Fast MySQL Range Queries on MaxMind GeoIP Tables
A few weeks ago I read Jeremy Cole’s post on querying MaxMind GeoIP tables but I didn’t know what all that geometric magic was about so I dropped a comment about how we do it here on WordPress.com. (Actually, Nikolay beat me to it.) Jeremy ran some benchmarks and added them to his post. He discovered that my query performed favorably.
Today I saw an article referencing that comment and I wished I had published it here, so here it goes. There is a bonus at the end to make it worth your while if you witnessed the original discussion.
The basic problem is this: you have a MySQL table with columns that define the upper and lower bounds of mutually exclusive integer ranges and you need the row for which a given integer fits within the range and you need it fast.
The basic solution is this: you create an index on the upper bound column and find the first row for which that value is greater than or equal to the given value.

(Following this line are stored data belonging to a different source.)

Issue #3263, opened 2020-08-24
Explore speedup of initial chain-sync by reducing datastore safety


ribasushi:
Filing this as an issue for further discussion. It was determined yesterday that disabling sync operations in both the Badger and Level datastores results in substantial speeding up of the initial chainsync ( see diff at the end ).

It is not clear whether running a lotus node without `fsync()` during normal operations is a bad idea. 3 conflicting solutions were proposed in a thread elsewhere:

- @magik6k: we don't keep any actually important data in badger datastores, so maybe it is safe to just disable
- @lanzafame / @placer14 / @magik6k: Maybe provide a flag which enables this "fast-sync" option to let those who don't care about resilience
- @ribasushi: have a separate instance of Badger/Level used just for initial sync/catchup and then switch back to "safe deaults"

Seeking thoughts from @Stebalien and @whyrusleeping who have ran into this previously in go-ipfs

```
diff --git a/node/repo/fsrepo_ds.go b/node/repo/fsrepo_ds.go
index e62fe17e..3a09bd0d 100644
--- a/node/repo/fsrepo_ds.go
+++ b/node/repo/fsrepo_ds.go
@@ -31,2 +31,3 @@ func badgerDs(path string) (datastore.Batching, error) {
        opts.Options = dgbadger.DefaultOptions("").WithTruncate(true).
+               WithSyncWrites(false).
                WithValueThreshold(1 << 10)
@@ -39,3 +40,3 @@ func levelDs(path string) (datastore.Batching, error) {
                Compression: ldbopts.NoCompression,
-               NoSync:      false,
+               NoSync:      true,
                Strict:      ldbopts.StrictAll,
```

placer14:
Recommend that this "fast sync" mode is sandboxed with some atomic validation/commit at the end. Want to avoid ruining your partially-synced state because your fast-sync trashed your repo and now you have to do it ALL again. This concern is even more painful once the network gets much older.

Stebalien:
I'd disable sync but make sure to call `Sync(prefix)` explicitly where required (e.g., after finishing chain sync).

heaventear:
maybe with a simple way to call linux sync command after initial chain sync.

![image](https://user-images.githubusercontent.com/2443840/91520631-560ede00-e928-11ea-8d74-44e62c50c97b.png)

Stebalien:
[...]

PR #5050, opened 2020-11-29
Bite the bullet and hard-disable sync for chainstore

ribasushi:
Given the current "state-of-the-chain" requiring folk to keep their chainstore safe is rather futile. Let's just disable sync for now.

Latest exhibit of this: https://github.com/filecoin-project/lotus/issues/3263#issue-684587473
Original: https://github.com/filecoin-project/lotus/issues/3263#issue-684587473

### DIFF
--- a/node/repo/blockstore_opts.go
+++ b/node/repo/blockstore_opts.go
@@ -11,6 +11,12 @@ func BadgerBlockstoreOptions(domain BlockstoreDomain, path string, readonly bool
 
 	opts := badgerbs.DefaultOptions(path)
 
+	// FIXME - to be revisited after tiered store work
+	// By default badger is exceptionally fsync()-happy
+	// It is less safe to run this way, but chain-loss is hardly a catastrophic event
+	// at present
+	opts.SyncWrites = false
+
 	// Due to legacy usage of blockstore.Blockstore, over a datastore, all
 	// blocks are prefixed with this namespace. In the future, this can go away,
 	// in order to shorten keys, but it'll require a migration.


raulk (changes requested):
We haven't found writes to be slow. This trades off reliability for speed. I understand the argument that the store is not 100% as reliable as is, but we certainly don't want lower reliability, which would increase the probability of corruption even further. We will likely be merging other badger config changes this week, along with the memory watchdog that I ended up drafting this weekend.

ribasushi:
> We haven't found writes to be slow.

This does not match experiences in the field. Inability to run on anything other than nvme constitutes 98% of the complaints in fil-slack, for the past 2+ months.  **Our own chain-infra** has been running with this patch manually applied since I wrote the original proposal: there's no other way to make a large badger work in my experience.

In any case: not opposed to continue applying this by hand, just stressing that writes are **extraordinarely** slow.

raulk:
So initial chain sync from a snapshot import is write intensive because we trust the data and perform no validation (read workloads).

The initial sync from the network would be read-predominant, due to the validation and the LSM amplification. Writes from validation are batched, so each batch should only fsync once. Writes should go to a single file (non-amplified), and hit the disk again when flushing the memtable to L0.

Of course, compaction is a background process all throughout. It's read intensive with a final flush and fsync.

If we want to apply the the patch herein, we can, but the tradeoff is not worth it IMO. It's likely that users will still want to use nvme anyway.

The splitstore is close to being finished. That will help a lot because it will enable folks to run the hot store of a small NVMe drive, and place the large cold store in a magnetic drive.

ribasushi:
( top-diclaimer: I am fine not merging this, addressing misconceptions )

> Writes from validation are batched, so each batch should only fsync once.

This is absolutely not the case. As proof: instrument the blockstore's `Put` ( not `Putmany` ) to `log.Warn(...)`, and observe how often we call it during normal operation.

>  likely that users will still want to use nvme anyway ... will enable folks to run the hot store of a small NVMe 

If this is a temporary state of affairs during the proof-of-concept testing of the split blockstore - that's somewhat ok. If this is the answer long-term: it is not acceptable from a product standpoint. An nvme can not be a long-term prerequisite for running a lotus node ( both for end-users and mid-tier cloud-infra users )

raulk:
> > Writes from validation are batched, so each batch should only fsync once.
> 
> This is absolutely not the case. As proof: instrument the blockstore's `Put` ( not `Putmany` ) to `log.Warn(...)`, and observe how often we call it during normal operation.
> 

Do remember if you instrumented the badger datastore or the blockstore itself? Validation definitely uses PutMany to move new objects from the temp store into the durable store, but two things come to mind that could be behind this granular Put: (1) chain objects received via chainxchg and bitswap, the (2) metadata store writes (which go directly into the datastore, hence my question).

> >  likely that users will still want to use nvme anyway ... will enable folks to run the hot store of a small NVMe 
> 
> If this is a temporary state of affairs during the proof-of-concept testing of the split blockstore - that's somewhat ok. If this is the answer long-term: it is not acceptable from a product standpoint. An nvme can not be a long-term prerequisite for running a lotus node ( both for end-users and mid-tier cloud-infra users )

That's good to know. We need to do two things here:
1. Benchmark lmdb on magnetic drives, including the workload placed by the new hot=>cold archival process.
2. Group writes from chainxchg and bitswap.

ribasushi:
>>> Writes from validation are batched, so each batch should only fsync once.

>> This is absolutely not the case. As proof: instrument the blockstore's Put ( not Putmany ) to log.Warn(...), and observe how often we call it during normal operation.

> Do you remember if you instrumented the badger datastore or the blockstore itself? 

100% the blockstore itself. Also see https://filecoinproject.slack.com/archives/C0179RNEMU4/p1606608157012600?thread_ts=1606585952.494500&cid=C0179RNEMU4 - a steady, unbroken stream of small writes.

raulk:
Thanks, will check that thread in a bit. I think it would be desirable to put the blockstore in NoSync mode and expose a Sync() method that we call when we commit a new head.

With this patch only, we risk making the blockstore even less safe than it is now. But combining it with an explicit sync on head commit, which is when the rest of Lotus expects all objects written thus far to survive a reboot, we would hit the sweet spot.

raulk:
Let's continue the discussion in https://github.com/filecoin-project/lotus/issues/5057.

The logic is this: MySQL scans the integer index in ascending order. Every range below the matching range will have an upper bound less than the given value. The first range with an upper bound not less than the given value will include that value if the ranges are contiguous.
Assuming contiguous ranges (no possibility of falling between ranges) this query will find the correct row very quickly:
SELECT * FROM ip2loc WHERE ip_to >= 123456789 LIMIT 1
The MySQL server can find the row with an index scan, a sufficiently fast operation. I can’t think of a faster way to get the row (except maybe reversing the scan when the number is known to be in the upper half of the entire range).
The bonus is this: because the time to scan the index is related to the length of the index, you should keep the index as small as possible. Nikolay found that our GeoIP table had gaps between some ranges and decided to rectify this condition by filling in the gaps with “no country” rows, ensuring that the query would return “no country” instead of a wrong country. I would advise against doing that because it lengthens the index and adds precious query time. Instead, check that the found range’s lower bound is less than or equal to the given value after you have retrieved the row.